Segment Start: Materials provided
PR #991, opened 2021-02-02
link contact us text in file upload box to modal

### LINKED ISSUE #937: "Contact us" text in file upload section should open the contact form modal

peetucket:
## Why was this change made?

Fixes #937 - link contact us text to modal

Localhost browser

### DIFF
--- a/app/components/works/add_files_component.html.erb
+++ b/app/components/works/add_files_component.html.erb
@@ -1,7 +1,11 @@
 <section data-controller="dropzone" data-dropzone-max-file-size="2000" data-dropzone-max-files="1000" id="file">
   <header>Add your files</header>
   <p>All file types are accepted. If you have a deposit that is over 10GB, or
-    have any trouble with adding your files, contact us.</p>
+    have any trouble with adding your files,
+    <%= link_to('contact us.', '#contactUsModal', data: {
+                              bs_toggle: 'modal',
+                              bs_target: '#contactUsModal' }) %>
+  </p>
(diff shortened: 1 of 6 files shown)


app/components/works/add_files_component.html.erb
```diff
@@ -1,7 +1,13 @@
 <section data-controller="dropzone" data-dropzone-max-file-size="2000" data-dropzone-max-files="1000" id="file">
   <header>Add your files</header>
   <p>All file types are accepted. If you have a deposit that is over 10GB, or
-    have any trouble with adding your files, contact us.</p>
+    have any trouble with adding your files,
+    <%= link_to('contact us.', '#contactUsModal', data: {
+                              bs_toggle: 'modal',
+                              bs_target: '#contactUsModal',
+                              controller: 'contact-us'
```
jcoyne, line 8: Why do we wrap the link with a stimulus controller?

jcoyne (changes requested):

app/components/works/add_files_component.html.erb
peetucket: this was copypasta from the link in the header, which calls stimulus like this:

https://github.com/sul-dlss/happy-heron/blob/main/app/views/layouts/application.html.erb#L42-L48

This seems to just run the connect action to ensure any links to `#help` show the modal?  I removed the reference to the controller in this link under the principle it doesn't need to run connect twice and the link still works.

jcoyne (approved):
Segment End: Materials provided
__Problem statement__:
Take every line above carrying "upload" and return it.

__Exercise response__:
link contact us text in file upload box to modal
### LINKED ISSUE #937: "Contact us" text in file upload section should open the contact form modal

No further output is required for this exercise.